One of the traditional symbols of success is a shiny, gold watch, and companies that make luxury timepieces have been associated with golf for decades. They sponsor tournaments, sign endorsement deals with players and pay to have large clocks strategically places around elite golf courses and resorts. Tommy Fleetwood recently inked a deal with Tag Hauer, a Swiss timepiece maker, and has been wearing one of the company’s watches on the course this season.
Fleetwood’s watch, however, is unique because it is a Tag Hauer Connected Golf Edition. It’s a smartwatch, and after being paired via Bluetooth to your mobile phone, it can tell you the time and provide you with a host of other modern features. For example, it can provide you with notifications for incoming text messages, emails and sports scores. A built-in heart rate monitor, accelerometer, internal gyroscope and tilt-detection sensors help it count your steps, monitor your heart rate, help you pay for things using Google Pay and even control music on your smartphone.
Tommy Fleetwood at the 2021 Arnold Palmer Invitational. (Reinhold Matay-USA TODAY Sports)
The Tag Hauer Connected Golf Edition comes in a large box that contains two bands. One is golf-themed in white with green trim, while the other is all black. On your wrist, it feels more substantive than ordinary golf GPS watches. It is thick, but the bands have a suppleness and the watch itself has a gentle heft on your wrist. The body is made from titanium, the sapphire screen is scratch-resistant, it is water-resistant to 50 meters and the adjustable clasp opens and closes quickly.
Wearers can choose from a variety of watch face styles and quickly change them anytime. Some look like multi-faced chronographs, while others look like classic Tag Hauer watch faces. There are also modular and customizable faces that let you see elements like appointments, weather and daily step count.
Tag Hauer Connected Golfer Edition watch. (Tag Hauer)

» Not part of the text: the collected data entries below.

PR #202, opened 2020-04-10
owm.lua: add help-text.

Akira25:
This PR gives a proposal for a solution of Issue Freifunk-berlin/firmware#485.

### DIFF
--- a/utils/luci-app-owm/files/owm.lua
+++ b/utils/luci-app-owm/files/owm.lua
@@ -6,6 +6,32 @@ require("luci.sys")
 require("nixio.fs")
 require("luci.httpclient")
 
+-- Print help text
+function print_help()
+	print("owm.lua - Tool for registering routers at openwifimap.net\n")
+	print("Options:\
+        -\-help|-h:\tprint this text\
+	\
+        -\-dry-run:\tcheck if owm.lua is working (does not paste any data).\
+	\t\tWith this option you can check for errors in your\
+	\t\tconfiguration and test the transmission of data to\
+	\t\tthe map.")
+	print("\nIf invoked without any options, this tool\
+will try to register your node at the community-map,\
+but will execute silently. To work correctly, this tool\
+will need at least the geo-location of the node (check\
+with -\-dry-run).\
+\
+To override the server used by this script, set freifunk.community.owm_api.\
+")
+end
+
+-- check for arguments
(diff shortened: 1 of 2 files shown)


pmelange:
The server name can be overridden in the freifunk config file. Maybe that should be mentioned in the help text. Aside from that, there are options that are required to be able to work. They also might be worth mentioning

Otherwise, I think the changes are cool

Akira25:
Thank you for the advice. I added those information in the text.

utils/luci-app-owm/files/owm.lua
```diff
@@ -6,6 +6,34 @@ require("luci.sys")
...
+	\
+        -\-dry-run:\tcheck if owm.lua is working (does not paste any data).\
+	\t\tWith this option you can check for errors in your\
+	\t\tconfiguration and test the transmission of data to\
+	\t\tthe map.")
+	print("\nIf invoked without any options, this tool will try to register your node at\
+the community-map, but will execute silently. To work correctly, this tool will need\
+at least the geo-location of the node (check with -\-dry-run).\
+\
+To send the data to another server, you can give its URL in /etc/config/freifunk (option: owm_api).\
```
pmelange, line 23: Maybe change the text to "To override the server used by this script, set freifunk.community.owm_api" or something similar.  That way, the config filename and the section are clear and can also be easily copied into a call to "uci show" or "uci set".

pmelange:
Don't forget to bump the version number in the Makefile

Otherwise, it's looking better and better.

utils/luci-app-owm/files/owm.lua
Akira25: thank you. That's my aim. :) I changed the sentence as you requested.

pmelange: Yeah!

pmelange:
I just ran these changes on an already running system.  The indentation is not working very well on a 80 char terminal.  I suggest putting the newline after "this tool"

Additionally, I accidentally ran it with the option --hellp.  Well, the script ran like normal.  Perhaps (but it's not important) it would make sense to check for invalid options (causing -h and --help to also fall into this category).

pseudocode:
```
if (args > 0 && arg[1] !0 "--dry-run")
   print help
   exit
fi
```

Akira25:
The text should now work also an a 80-char terminal. I added the feature to secure against wrong options.

PR #203, opened 2020-05-01
define an internal "Non release flag" 

SvenRoederer:
Define a uci "system.was_development" flag, which signals, that the node has ran development code once. This flag might be useful to signal that the system might have conflicting settings, due to an specific development-branch. 
A development-branch might define a setting, which is different in the final release, but can potentially cause malfunction. As of our long release-pauses also regular users have to use development-firmware, to support their hardware (a.t.m. >100 such nodes online). 
Very likely many of these users run such firmware, as it's their only option. When a release will be ready, these people very likely just upgrade to this release. I don't know if there is a specific version around where this will cause problems, now or even in a further release.

As a simple example I made a check into the migration-script to not run automatically on such nodes. The migration can be started manually and checked for running correct.

### DIFF
--- a/defaults/freifunk-berlin-system-defaults/uci-defaults/freifunk-berlin-system-defaults
+++ b/defaults/freifunk-berlin-system-defaults/uci-defaults/freifunk-berlin-system-defaults
@@ -1,12 +1,22 @@
 #!/bin/sh
 
 . /lib/functions/guard.sh
+. /etc/openwrt_release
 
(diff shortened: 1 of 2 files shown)


everloop2 (approved):

SvenRoederer:
Thanks for merging. based on this I'll look for the code that made the wizard not automatically reboot on developer-systems (for easy review of changes.

PR #204, opened 2020-05-06
add new package "freifunk-berlin-lua-tools"

SvenRoederer:
Move some generic code from the assistent into this new common package.
This way the functions can be used by other code as well.

### DIFF
--- a/addons/freifunk-berlin-lua-tools/Makefile
+++ b/addons/freifunk-berlin-lua-tools/Makefile
@@ -1,0 +1,16 @@
+
+include $(TOPDIR)/rules.mk
+
+PKG_RELEASE:=1
+
+LUCI_TITLE:=Freifunk Berlin lua tools
+LUCI_DESCRIPTION:=common helper tools used by Freifunk-Berlin packages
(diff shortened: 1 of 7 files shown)


SvenRoederer:
I have not checked if the wizard still works after this change, but feedback on the overall idea is very welcome.

addons/freifunk-berlin-lua-tools/Makefile
```diff
@@ -0,0 +1,13 @@
+
+include $(TOPDIR)/rules.mk
+
+LUCI_TITLE:=Freifunk Berlin lua tools
+LUCI_DEPENDS:=luci-lib-base
```
PolynomialDivision, line 5: +luci-lib-base ?

SvenRoederer: > +luci-lib-base ?

https://github.com/openwrt/luci/pull/2817

SvenRoederer: got merged upstream: https://github.com/openwrt/luci/pull/2817#issuecomment-660873641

The Tag Hauer Connected Golf Edition also acts as a golf GPS watch. It has its own GPS system, so even without your phone, it can display color renderings of holes and green complexes, as well as the distance to greens and hazards on over 39,000 courses worldwide. Its touchscreen makes it easy to see the hole features in greater detail, and the hole diagrams are among the most detailed and easiest to read in the industry.
They should be: The Tag Hauer Connected Golf Edition costs $2,550.
According to Tag Hauer, the Connected Golf Edition’s battery can last up to 25 hours after it is fully charged, but using the GPS feature while you play golf will drain the battery faster. The company claims that a four-and-a-half-hour round of golf will drain about 60 percent of the battery if you use the watch’s GPS, so it will not last for an entire 36-hole day. However, you can link the Connected Golf Edition with your phone and have it use your smartphone’s GPS to save some battery life.
The obvious and fair question to ask is simple: With so many other golf GPS watches out there for about one-tenth the price, who is buying this?
The answer is a golfer who loves timepieces, obviously, but Tag Hauer is marketing the Connected Golf Edition squarely at young, successful people who want the features and conveniences of a modern smartwatch with the cachet of a luxury brand. You can see someone wearing an Apple Watch or Fitbit everywhere, and on the course you see units from Garmin and SkyCaddie. Tag Hauer’s Connected Golf Edition is for people who want a modern timepiece that will look great in a suit, be at home in the gym and still provide help on the golf course.
The Tag Hauer Connected Golf Edition is not for everyone. By definition, luxury items never are. But as more and more people who are tech-savvy gravitate towards golf, the Tag Hauer Connected Golf Edition watch may be one of the first of many golf-themed smartwatches we see come from luxury timepiece makers.